Verizon “explained” that this would enable the company to “conduct major system upgrades without interrupting service or limiting infrastructure capacity. Traditionally, updates have been made via rolling maintenance and other methods. Many cloud vendors require customers to set up virtual machines [VM] in multiple zones or upgrade domains, which can increase the cost and complexity. Additionally, those customers must reboot their virtual machines after maintenance has occurred.”
Well, yes, but the last I checked none of the other cloud providers have had to take their services down for almost two days to do any of those things.
In addition, the last I checked, Verizon is still using a Linux/Xen-based platform for its cloud, just like Amazon Web Services (AWS), and, gosh, while AWS has certainly failed from time to time they’ve never had to take down their entire system for 40+ hours.

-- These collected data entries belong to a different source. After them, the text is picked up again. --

PR #464, opened 2024-12-13
Bench: optimise binary data generation

alexheretic:
I noticed `slice::to_vec` seems to be faster than `.into()` :shrug:. This code is also more compatible with the proposed approach in #462 

As this generates vec data faster it makes the bench faster (but just the bench) .

```
                        time:   [4.0320 ms 4.0390 ms 4.0672 ms]
                        change: [-8.8302% -8.3994% -7.9684%] (p = 0.05 > 0.05)

                        time:   [5.3872 ms 5.3921 ms 5.4115 ms]
                        change: [-8.0997% -7.6006% -7.0983%] (p = 0.07 > 0.05)
```

### DIFF
--- a/benches/read.rs
+++ b/benches/read.rs
@@ -51,7 +51,7 @@ fn benchmark(c: &mut Criterion) {
                 for i in 0_u64..100_000 {
                     writer
                         .send(match i {
-                            _ if i % 3 == 0 => Message::Binary(i.to_le_bytes().into()),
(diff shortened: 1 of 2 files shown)


daniel-abramov (approved):
> I noticed slice::to_vec seems to be faster than .into() 🤷

Huh! That's very interesting. Would not expect that either!

PR #465, opened 2024-12-14
Support `bytes::Bytes` & `bytes::BytesMut` payloads for binary & text messaging

alexheretic:
This PR builds on top of #462 
* Adds `Utf8Payload` for text messages backed by `Payload`.
* Tri-variant `Payload` for `Bytes`, `BytesMut` & `Vec`.
  - `Bytes` gives flexibility supporting shared data & cheap cloning.
  - `BytesMut` provides best read performance as we can get these from the new read buffer sans copying & unmask optimially too.
  - `Vec` provides best write performance. I couldn't get `BytesMut` to perform as well even changing the bench user code. Since it doesn't increase Payload 40 bytes size it seems worth having.
* Replace the read buffer with a `BytesMut` based one that can then emit payloads without copying.
* Optimise incomplete message handling so complete messages do not need to be copied (general case for small messages).
* Add `Payload::share` for cheap cloning.
* Make `Payload::eq` compare data, so allow equality across variants.
* Remove and change a bunch of fns & types to suit the new internals.
* Add general &[u8]/&str From impl and use `const fn from_static` to construct static `Payload`/`Utf8Payload` data.

The main advantage here is extending the _bytes_ flexibility to Text types and better read performance.

### Benchmarks
Write performance remains a little slower, no more than [noted in the parent PR](https://github.com/snapview/tungstenite-rs/pull/462#issuecomment-2542530496). However, read performance is significantly faster.
```
$ cargo bench --bench \* -- --quick --noplot --baseline master
                        time:   [7.8768 ms 7.9103 ms 7.9187 ms]
                        change: [-38.736% -37.861% -36.967%] (p = 0.06 > 0.05)

                        time:   [7.1168 ms 7.1322 ms 7.1939 ms]
                        change: [-34.273% -33.840% -33.406%] (p = 0.07 > 0.05)

                        time:   [4.6548 ms 4.6852 ms 4.6928 ms]
                        change: [+6.0437% +6.5546% +7.0663%] (p = 0.10 > 0.05)

                        time:   [6.0834 ms 6.0875 ms 6.1039 ms]
                        change: [+6.0147% +6.6040% +7.1980%] (p = 0.10 > 0.05)
```

### DIFF
--- a/Cargo.toml
+++ b/Cargo.toml
@@ -30,7 +30,7 @@ __rustls-tls = ["rustls", "rustls-pki-types"]
 [dependencies]
 data-encoding = { version = "2", optional = true }
 byteorder = "1.3.2"
-bytes = "1.0"
+bytes = "1.9.0"
 http = { version = "1.0", optional = true }
 httparse = { version = "1.3.4", optional = true }
 log = "0.4.8"
--- a/benches/read.rs
+++ b/benches/read.rs
@@ -52,7 +52,7 @@ fn benchmark(c: &mut Criterion) {
                     writer
                         .send(match i {
                             _ if i % 3 == 0 => Message::binary(i.to_le_bytes().to_vec()),
-                            _ => Message::Text(format!("{{\"id\":{i}}}")),
+                            _ => Message::text(format!("{{\"id\":{i}}}")),
                         })
                         .unwrap();
                     sum += i;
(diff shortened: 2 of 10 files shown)


daniel-abramov (approved):
You're fast! 🙂 

Interesting decision to switch from `ReadBuffer` to `BytesMut` for the `in_buffer`! It's nice that it helps to spare additional allocations (like that one with a vector that had been previously allocated just to read and return a payload from the in_buffer).

Zarathustra2:
Wow that is awesome!

@daniel-abramov Do you have an ETA when you plan on releasing 0.25 for tungstenite & tokio-tungstenite ?

daniel-abramov:
> Wow that is awesome!
> 
> @daniel-abramov Do you have an ETA when you plan on releasing 0.25 for tungstenite & tokio-tungstenite ?

Published! 🎉

PR #466, opened 2024-12-14
tiny optimization: use more optimized method for Vec<u8> to Bytes conversation

Dushistov:
Bytes::from_owner is "generic" method, for any "owners" of [u8], while specialized "impl From<Vec<u8>> for Bytes" can be faster in some cases, for example if Vec::capacity==Vec::len, then it is almost no-op.

### DIFF
--- a/src/protocol/frame/payload.rs
+++ b/src/protocol/frame/payload.rs
@@ -141,7 +141,7 @@ impl Payload {
                 *self = Self::Shared(mem::take(data).freeze());
             }
             Self::Vec(data) => {
-                *self = Self::Shared(Bytes::from_owner(mem::take(data)));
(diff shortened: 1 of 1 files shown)


Dushistov:
For context in which it was created: `Vec<u8>` -> `Bytes` and then clone,
the usage of `impl From<Vec<u8>> for Bytes` instead of `Bytes::from_owner` is not so important,

because of immediate clone, which add extra memory allocations which was omitted during `Bytes::from`,
but later because of usage `Vtable` for `Vec<u8>` it can provide benefits, like conversation to `Vec<u8>` if usage count is 1.

alexheretic (approved):

alexheretic:
lgtm thanks for the quick improvement :+1:

PR #1225, opened 2025-09-23
Add UserTokensEnabled field for Organizations

JarrettSpiker:
## Description

Adds `UserTokensEnabled` for `Organizations`.

This new HCP Terraform setting defaults to true. When disabled by an organization owner, user tokens will no longer be permitted to access the organization's resources through the API.

## Testing plan

1.  Validate that the setting can be read from existing orgs
1.  Test creating orgs with the setting enabled/disabled
1.  Test updating an org to enable/disable the setting
2. Validate that the setting is not included in update request serialization if not specified

## External links

- [Documentation PR]()https://github.com/hashicorp/web-unified-docs/pull/952

## Output from tests

```
/usr/local/bin/go test -timeout 3000s -run ^TestOrganizationsUpdate$ github.com/hashicorp/go-tfe

=== RUN   TestOrganizationsUpdate
=== RUN   TestOrganizationsUpdate/with_HCP_Terraform-only_options
--- PASS: TestOrganizationsUpdate/with_HCP_Terraform-only_options (2.83s)
=== RUN   TestOrganizationsUpdate/with_new_AggregatedCommitStatusEnabled_option
--- PASS: TestOrganizationsUpdate/with_new_AggregatedCommitStatusEnabled_option (5.25s)
=== RUN   TestOrganizationsUpdate/with_new_SpeculativePlanManagementEnabled_option
--- PASS: TestOrganizationsUpdate/with_new_SpeculativePlanManagementEnabled_option (3.65s)
=== RUN   TestOrganizationsUpdate/with_new_UserTokensEnabled_option
--- PASS: TestOrganizationsUpdate/with_new_UserTokensEnabled_option (5.66s)
=== RUN   TestOrganizationsUpdate/with_valid_options
--- PASS: TestOrganizationsUpdate/with_valid_options (3.72s)
=== RUN   TestOrganizationsUpdate/with_invalid_name
--- PASS: TestOrganizationsUpdate/with_invalid_name (0.00s)
=== RUN   TestOrganizationsUpdate/with_agent_pool_provided,_but_remote_execution_mode
--- PASS: TestOrganizationsUpdate/with_agent_pool_provided,_but_remote_execution_mode (3.75s)
=== RUN   TestOrganizationsUpdate/when_only_updating_a_subset_of_fields
--- PASS: TestOrganizationsUpdate/when_only_updating_a_subset_of_fields (2.16s)
=== RUN   TestOrganizationsUpdate/with_different_default_execution_modes
--- PASS: TestOrganizationsUpdate/with_different_default_execution_modes (3.93s)
--- PASS: TestOrganizationsUpdate (31.59s)
PASS
ok      github.com/hashicorp/go-tfe
...
```

## Rollback Plan

If we need to revert this change before a go-tfe release, we will.

no

### DIFF
--- a/organization.go
+++ b/organization.go
@@ -1,4 +1,4 @@
-// Copyright (c) HashiCorp, Inc.
+// Copyright IBM Corp. 2018, 2025
 // SPDX-License-Identifier: MPL-2.0
 
 package tfe
--- a/organization_integration_test.go
+++ b/organization_integration_test.go
@@ -1,4 +1,4 @@
-// Copyright (c) HashiCorp, Inc.
+// Copyright IBM Corp. 2018, 2025
 // SPDX-License-Identifier: MPL-2.0
 
 package tfe
--- a/META.d/_summary.yaml
+++ b/META.d/_summary.yaml
@@ -1,4 +1,4 @@
-# Copyright (c) HashiCorp, Inc.
+# Copyright IBM Corp. 2018, 2025
 # SPDX-License-Identifier: MPL-2.0
 
 ---
--- a/META.d/data.yaml
+++ b/META.d/data.yaml
@@ -1,4 +1,4 @@
-# Copyright (c) HashiCorp, Inc.
+# Copyright IBM Corp. 2018, 2025
 # SPDX-License-Identifier: MPL-2.0
 
 data_summary:
--- a/admin_opa_version.go
+++ b/admin_opa_version.go
@@ -1,4 +1,4 @@
-// Copyright (c) HashiCorp, Inc.
+// Copyright IBM Corp. 2018, 2025
 // SPDX-License-Identifier: MPL-2.0
 
 package tfe
--- a/admin_opa_version_integration_test.go
+++ b/admin_opa_version_integration_test.go
@@ -1,4 +1,4 @@
-// Copyright (c) HashiCorp, Inc.
+// Copyright IBM Corp. 2018, 2025
 // SPDX-License-Identifier: MPL-2.0
 
 package tfe
--- a/admin_organization.go
+++ b/admin_organization.go
@@ -1,4 +1,4 @@
-// Copyright (c) HashiCorp, Inc.
+// Copyright IBM Corp. 2018, 2025
 // SPDX-License-Identifier: MPL-2.0
 
 package tfe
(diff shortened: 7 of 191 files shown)


organization.go
```diff
@@ -118,6 +118,7 @@ type Organization struct {
 	RemainingTestableCount                            int                      `jsonapi:"attr,remaining-testable-count"`
 	SpeculativePlanManagementEnabled                  bool                     `jsonapi:"attr,speculative-plan-management-enabled"`
 	EnforceHYOK                                       bool                     `jsonapi:"attr,enforce-hyok"`
+	UserTokensEnabled                                 *bool                    `jsonapi:"attr,user-tokens-enabled"`
```
ctrombley, line 121: Why do we use a bool pointer type? `false` and `nil` are both logically equivalent, correct?

organization_integration_test.go
```diff
@@ -320,6 +320,45 @@ func TestOrganizationsUpdate(t *testing.T) {
...
+		ownerClient.token = ownerToken.Token
+
+		options := OrganizationUpdateOptions{
+			UserTokensEnabled: Bool(false),
+		}
+
+		org, err := ownerClient.Organizations.Update(ctx, orgTest.Name, options)
+		require.NoError(t, err)
+		assert.False(t, *org.UserTokensEnabled, "user tokens disabled")
+
```
ctrombley, line 354: Consider including assertions that validate the change had the intended effect, i.e. try and look up some resources and expect an error here. (& the inverse when the setting is off)

organization.go
JarrettSpiker: Good question: it is because this setting defaults to `true`. Making this a bool pointer allows us to distinguish between "this is unspecified on the organization" (ie, because it is an older version of TFE) and "this is explicitly false" (ie, because this is an up-to-date TFE and the user has disabled the setting)

That is important because in the provider [when we read an organization](https://github.com/hashicorp/terraform-provider-tfe/pull/1860/files#diff-20e671524a420e4c3d892ee6da80b7c556b5d89671f4e6f7be930d974029a0adR180-R183) from an old TFE version, we dont want the the value to appear as `false`. That could lead to the provider always showing drift for the org and/or be misleading since the behaviour of the old org is that user tokens are enabled.

organization_integration_test.go
JarrettSpiker: thanks for the suggestion, I have added some more assertions!

organization.go
JarrettSpiker: A similar example would be like `OrganizationScoped` for agent pools

PR #1229, opened 2025-10-02
TFDN-1107 add sort option for agent list and agent pool list

twitnithegirl:
## Description

A sort param was added to the agent-pool list a while back but was never added here. I am adding it now. I am also adding the recently added agent list sort option. There is an issue with the CreateAgent helper used int he agent list integration tests so I have not added an integration test for the agent sort option. There is a ticket to debug this helper in our backlog and once that ticket is in flight the test will be added. If you are not comfortable with us adding this option without a test here, let me know and I can just remove that line but I would like to at least get the agent pool option in.

## External links
Here is a link to the Draft PR with the broken test helper for reference: https://github.com/hashicorp/go-tfe/pull/1193/
Here is a link to the ticket for the follow up work on investigating these broken tests: https://hashicorp.atlassian.net/browse/TFDN-1240

### DIFF
--- a/CHANGELOG.md
+++ b/CHANGELOG.md
@@ -1,9 +1,15 @@
 # Unreleased
 
+## Enhancements
+
+* Add `Sort` option to `Agents` and `AgentPools`, by @twitnithegirl [#1229](https://github.com/hashicorp/go-tfe/pull/1229)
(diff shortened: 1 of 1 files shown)


ctrombley (approved):
Looks good, thanks @twitnithegirl!

twitnithegirl:
@ctrombley can you please re-approve. Fixing the merge conflict negated your approval.

ctrombley (approved):

lafentres (dismissed):

ctrombley (approved):

PR #1233, opened 2025-10-10
tests: attempt to fix the persistent nightly failures

ctrombley:
This PR updates several tests due to persistent nightly failures.

### DIFF
--- a/helper_test.go
+++ b/helper_test.go
@@ -1363,6 +1363,17 @@ func createOrganizationMembership(t *testing.T, client *Client, org *Organizatio
 	}
 }
 
+func createPremiumOrganization(t *testing.T, client *Client) (*Organization, func()) {
+	org, orgCleanup := createOrganizationWithOptions(t, client, OrganizationCreateOptions{
+		Name:  String("tst-" + randomString(t)),
+		Email: String(fmt.Sprintf("%s@tfe.local", randomString(t))),
+	})
+
+	newSubscriptionUpdater(org).WithPremiumPlan().Update(t)
+
+	return org, orgCleanup
+}
+
 func createOrganizationToken(t *testing.T, client *Client, org *Organization) (*OrganizationToken, func()) {
 	var orgCleanup func()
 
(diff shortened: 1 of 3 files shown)


helper_test.go
```diff
@@ -1363,6 +1363,17 @@ func createOrganizationMembership(t *testing.T, client *Client, org *Organizatio
 	}
 }
 
+func createPremiumOrganization(t *testing.T, client *Client) (*Organization, func()) {
+	org, orgCleanup := createOrganizationWithOptions(t, client, OrganizationCreateOptions{
+		Name:  String("tst-" + randomString(t)),
+		Email: String(fmt.Sprintf("%s@tfe.local", randomString(t))),
+	})
+
+	newSubscriptionUpdater(org).WithPremiumPlan().Update(t)
```
brandonc, line 1372: It's curious to me that this would be the cause of nightlies failures since it's supposed to be testing against ON_PREM mode-- no subscriptions in TFE!

helper_test.go
```diff
@@ -2741,7 +2752,7 @@ func createWorkspaceWithGithubApp(t *testing.T, client *Client, org *Organizatio
 
 	githubIdentifier := os.Getenv("GITHUB_POLICY_SET_IDENTIFIER")
 	if githubIdentifier == "" {
-		t.Fatal("Export a valid GITHUB_POLICY_SET_IDENTIFIER before running this test!")
+		t.Skip("Export a valid GITHUB_POLICY_SET_IDENTIFIER before running this test")
```
brandonc, line 2755: 🤔 maybe we should just set one? I think it's meant to be a repository but I don't know much more

helper_test.go
ctrombley: Yeah, I'm not sure I understand how to do this then. The error says:
```
 the organization does not have private VCS enabled
 ```
 
 I've seen in docs & elsewhere that that's only available for premium plans.

helper_test.go
ctrombley: Yep, that value should be `hashicorp/test-policy-set`. I'll drop it in the GHA job definition.

ctrombley: Nevermind, it's already there.

PR #1237, opened 2025-10-14
Parallelization of tests

Maed223:
## Description
Introduces parallelization to our CI tests. This was done through an added naming convention `_RunDependent`, and running/skipping by said convention to isolate and sequentially run, run dependent tests.

Build tags were considered as a solution but a notable downside is that build tags are additive, meaning we can only explicitly exclude them and not include them. This would mean that all non run dependent testing files have to be marked to exclude the build tags.

### DIFF
--- a/helper_test.go
+++ b/helper_test.go
@@ -1710,6 +1710,7 @@ func readQueryRun(t *testing.T, client *Client, ctx context.Context, r *QueryRun
 
 // applyRun will apply the given run.
 func applyRun(t *testing.T, client *Client, ctx context.Context, r *Run) {
+	runDependentTestNameValidator(t)
 	t.Logf("Applying run %q", r.ID)
 
 	if err := client.Runs.Apply(ctx, r.ID, RunApplyOptions{}); err != nil {
@@ -1758,6 +1759,7 @@ func fatalDumpRunLog(t *testing.T, client *Client, ctx context.Context, run *Run
 }
 
 func createRun(t *testing.T, client *Client, w *Workspace) (*Run, func()) {
+	runDependentTestNameValidator(t)
 	var wCleanup func()
 
 	if w == nil {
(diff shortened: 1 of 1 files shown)


.github/actions/test-go-tfe/action.yml
```diff
@@ -108,7 +109,7 @@ runs:
         GO111MODULE: "on"
         ENABLE_TFE: ${{ inputs.enterprise }}
       run: |
-        gotestsum --junitfile summary.xml --format short-verbose -- -parallel=1 -timeout=59m -coverprofile cover.out -run "${{ steps.test_split.outputs.run }}"
```
ctrombley, line 111: I had a thought, take it or leave it - we might be able to introduce a new env var here that would cause go-tfe tests to fail if they tried to start a run without the `_RunDependent` convention.

.github/workflows/ci.yml
```diff
@@ -92,10 +163,10 @@ jobs:
 
       - name: Merge coverage reports
         run: |
-          gocovmerge junit-test-summary-0/cover.out > merged-coverage.out
+          gocovmerge junit-test-summary-0/cover.out junit-test-summary-1/cover.out junit-test-summary-2/cover.out junit-test-summary-3/cover.out junit-test-summary-4/cover.out junit-test-summary-5/cover.out junit-test-summary-6/cover.out junit-test-summary-7/cover.out junit-run-dependent-test-summary/cover.out > merged-coverage.out
```
ctrombley: Brace expansion might do the job also: `junit-test-summary-{0..7}/cover.out`

.github/workflows/ci.yml
```diff
@@ -92,10 +163,10 @@ jobs:
...
 
       - name: Merge junit reports
-        run: jrm ./ci-summary.xml "junit-test-summary-0/*.xml"
+        run: jrm ./ci-summary.xml "junit-test-summary-0/*.xml" "junit-test-summary-1/*.xml" "junit-test-summary-2/*.xml" "junit-test-summary-3/*.xml" "junit-test-summary-4/*.xml" "junit-test-summary-5/*.xml" "junit-test-summary-6/*.xml" "junit-test-summary-7/*.xml" "junit-run-dependent-test-summary/*.xml"
```
ctrombley: Same here: `junit-test-summary-{0..7}/*.xml`.

ctrombley (dismissed):
Nice work @Maed223! This looks great.

.github/workflows/ci.yml
markdecrane: Ou that's pretty slick, included https://github.com/hashicorp/go-tfe/pull/1237/commits/a957b805739a48c949a73f8d40fa337b6fd3efb3

barrettclark:
Chefs-kiss

.github/actions/test-go-tfe/action.yml
markdecrane: Mind expanding a bit on what you mean by the ENV var here 😅 

Though reading this gave me another idea that I think might be along the lines of what you're thinking.  [In this commit](https://github.com/hashicorp/go-tfe/pull/1237/commits/cefa6e0f82199ab381fd114dd4600e2f572d1d0b) I added guards to the helper funcs that create runs in order to enforce the naming convention.

helper_test.go
```diff
@@ -1758,6 +1759,7 @@ func fatalDumpRunLog(t *testing.T, client *Client, ctx context.Context, run *Run
 }
 
 func createRun(t *testing.T, client *Client, w *Workspace) (*Run, func()) {
+	runDependentTestNameValidator(t)
```
ctrombley, line 1762: ❤️

PR #1248, opened 2025-11-17
Add project-remote-state attribute to Workspace

hs26gill:
## Description

This PR adds a `project-remote-state` attribute to Workspaces. This attribute allows the workspace to share its remote state with other workspaces within the project. 

## Testing plan

Added unit tests: `TestWorkspacesProjectRemoteState`

- [API documentation](https://developer.hashicorp.com/terraform/cloud-docs/api-docs/workspaces#create-a-workspace)
- [Jira](https://hashicorp.atlassian.net/browse/TF-31708)

## Output from tests

```
$ TFE_ADDRESS="https://example" TFE_TOKEN="example" go test ./... -v -run TestWorkspacesProjectRemoteState
```

Screenshot 2025-11-17 at 7 26 02 PM

### DIFF
--- a/CHANGELOG.md
+++ b/CHANGELOG.md
@@ -1,7 +1,7 @@
 # Unreleased
 
 ## Enhancements
-* Add `ProjectRemoteState` attribute to `Workspace` by @hs26gill [#1248](https://github.com/hashicorp/go-tfe/pull/1248)
+* Adds `ProjectRemoteState` field to `Workspace` to support state sharing at the project level, by @hs26gill [#1248](https://github.com/hashicorp/go-tfe/pull/1248)
 
 # v1.98.0
 
--- a/workspace_integration_test.go
+++ b/workspace_integration_test.go
@@ -3425,18 +3425,11 @@ func TestWorkspacesProjectRemoteState(t *testing.T) {
 
 	// create workspace in first project
 	wTest, wTestCleanup := createWorkspaceWithOptions(t, client, orgTest, WorkspaceCreateOptions{
-		Name:    String(randomString(t)),
-		Project: projTest,
+		Name:              String(randomString(t)),
+		Project:           projTest,
+		GlobalRemoteState: Bool(false),
 	})
 	t.Cleanup(wTestCleanup)
-
-	// Update workspace to allow no remote state sharing
-	options := WorkspaceUpdateOptions{
-		ProjectRemoteState: Bool(false),
-		GlobalRemoteState:  Bool(false),
-	}
-	wTest, err := client.Workspaces.Update(ctx, orgTest.Name, wTest.Name, options)
-	require.NoError(t, err)
 
 	t.Run("successfully returns remote state consumer list", func(t *testing.T) {
 		// create consumer workspace in the test project
@@ -3472,7 +3465,6 @@ func TestWorkspacesProjectRemoteState(t *testing.T) {
 		// Update workspace to allow project remote state sharing
 		options := WorkspaceUpdateOptions{
 			ProjectRemoteState: Bool(true),
-			GlobalRemoteState:  Bool(false),
 		}
 		wTest, err := client.Workspaces.Update(ctx, orgTest.Name, wTest.Name, options)
 		require.NoError(t, err)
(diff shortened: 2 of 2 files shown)


CHANGELOG.md
```diff
@@ -1,6 +1,7 @@
 # Unreleased
 
 * Remove org settings validation in RegistryModulesCreateMonorepo tests, by @jillirami ([#1236](https://github.com/hashicorp/go-tfe/pull/1236))
+* Add `ProjectRemoteState` attribute to `Workspace` by @hs26gill [#1248](https://github.com/hashicorp/go-tfe/pull/1248)
```
markdecrane: We'll want to call out that this is in beta here

hs26gill: Updated, thanks!

workspace_integration_test.go
```diff
@@ -3407,3 +3407,90 @@ func TestWorkspaces_effectiveTagBindingsInheritedFrom(t *testing.T) {
...
+			Name:    String(randomString(t)),
+			Project: projTest,
+		})
+		t.Cleanup(wTestCleanupConsumer1)
+
+		// create another project
+		projTest2, projTest2Cleanup := createProject(t, client, orgTest)
+		t.Cleanup(projTest2Cleanup)
+
+		// create consumer workspace in the other project
```
netramali, line 3446: Should we also test what happens if
1. On the project we already had a list of remote state consumers (maybe includes workspaces that are outside the project)
2. User now sets it to project remote state

Expectation: the list should now only have workspaces in the project.

workspace_integration_test.go
```diff
@@ -3407,3 +3407,90 @@ func TestWorkspaces_effectiveTagBindingsInheritedFrom(t *testing.T) {
 		}
 	})
 }
+
+func TestWorkspacesProjectRemoteState(t *testing.T) {
+	skipUnlessBeta(t)
```
jbonhag: Could we please change this, since it's not in beta -- but only TFE-only for now?

```suggestion
	skipUnlessEnterprise(t)
```

jbonhag (changes requested):
Thank you!! The attribute changes look good, but I think we should drop the "beta" labels since this is available in TFE, and we're not calling it beta there.

workspace_integration_test.go
hs26gill: Thanks for the suggestion, added it in.

CHANGELOG.md
```diff
@@ -1,5 +1,7 @@
 # Unreleased
 
+* Add `ProjectRemoteState` attribute to `Workspace` by @hs26gill [#1248](https://github.com/hashicorp/go-tfe/pull/1248)
```
jbonhag: I'm struggling to author a CHANGELOG entry that is both accurate and useful given the timing around merging the ultimate terraform-provider-tfe changes that depend on this PR. What do you think about this?

```suggestion
* The Workspace `ProjectRemoteState` attribute is now available in Terraform Enterprise, and will soon be available in HCP Terraform, by @hs26gill [#1248](https://github.com/hashicorp/go-tfe/pull/1248)
```

jbonhag (changes requested):
I don't know how specific we need to get with the CHANGELOG entry, but it's _accurate_ to say that this is only available on Terraform Enterprise (for now).

workspace_integration_test.go
```diff
@@ -3409,3 +3409,110 @@ func TestWorkspaces_effectiveTagBindingsInheritedFrom(t *testing.T) {
...
+		Name:    String(randomString(t)),
+		Project: projTest,
+	})
+	t.Cleanup(wTestCleanup)
+
+	// Update workspace to allow no remote state sharing
+	options := WorkspaceUpdateOptions{
+		ProjectRemoteState: Bool(false),
+		GlobalRemoteState:  Bool(false),
+	}
```
ctrombley: Isn't the default value already false? It's hard to assert that this worked as expected without any prior value to compare against. Should we instead update to true and assert that the update was successful?

hs26gill: Removed the update call for GlobalRemoteState to false and moved it to [workspace creation](https://github.com/hashicorp/go-tfe/pull/1248/files#diff-6a758ca73359be1bc23f2276ed511980c3c7157055bc9ace202af6a54d0fcbe7R3427-R3430)
The default value seems to be set to true for GlobalRemoteState in the test but we do not need the update call

ctrombley (approved):
Thanks @hs26gill !

PR #1287, opened 2026-03-06
Added Print for Policy Outcome

straubt1:
## Description

The policy-set-outcomes API response includes an `output` array on each outcome object containing `print` entries emitted by Sentinel policies. The `Outcome` struct does not expose this field.

There are additional fields that can be added, but "print" is the output of the the policy logs.

## Changes

- Added `OutcomeOutput` struct with a `Print string` field (`jsonapi:"attr,print"`)
- Added `Output []OutcomeOutput` field to `Outcome` struct (`jsonapi:"attr,output,omitempty"`)
- Added unit tests in `policy_evaluation_test.go` covering field present and field absent cases
- Updated `policy_evaluation_beta_test.go` with an assertion and comment for the `Output` field
- Added CHANGELOG entry under Enhancements

## Testing

- `go build ./...` passes
- `go vet ./...` passes (pre-existing warning in `examples/backing_data/main.go` unrelated to this change)
- Unit tests `TestPolicySetOutcomes_OutcomeOutputDeserialization` and `TestPolicySetOutcomes_OutcomeOutputEmpty` pass


ctrombley:
Superseded by #1330 .

PR #1300, opened 2026-03-27
Token test takes account of default token expiration date

Uk1288:
## Description

Token test now takes account of default token expiration date

## Rollback Plan

- Revert PR

None


ctrombley (approved):
Thanks!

Indeed, that’s the whole point of a cloud – that you can do rolling upgrades so that the entire system never need go down for maintenance. True, the latest version of Xen, Xen 4.5, includes Coarse-grained Lock-stepping (COLO). With COLO you can replicate the state of a primary VM (PVM) on demand to a secondary VM (SVM) on a different physical system. In short, with this you can provide non-stop VM services by enabling near-instantaneous local and remote recovery from a failed VM.
But, ahem, Xen 4.5, was released after the Verizon Cloud upgrade. And, even, if Verizon took its cloud technology life into its own hands by adopting a Xen 4.5 release candidate, COLO is still a work in progress. It’s not ready for prime time. In short, there will still be times when you’ll need to reboot your VM after an upgrade.
Besides, while there’s no doubt it’s more expensive to maintain VMs in separate zones, that’s the price you have to pay for reliability. Even the best single cloud data-center in the world can still be knocked out by a natural disaster.
In short, I really don’t see a good explanation for exactly why Verizon had to be take their cloud down for so long. If I were a Verizon Cloud customer, I would really want to know in specific detail what really was happening behind the scenes.
I fear that Verizon’s engineers simply weren’t up to the job of upgrading their systems except by reaching back into their 2000s technology bag of tricks because they’re not up to managing their cloud infrastructure properly.
If that’s the case, Verizon won’t be the last. A sad and simple truth is that we have nowhere near enough cloud-savvy architects, designers, and administrators to go around. I fully expect more cloud problems to happen in 2015 because of administration error than any real technology problem.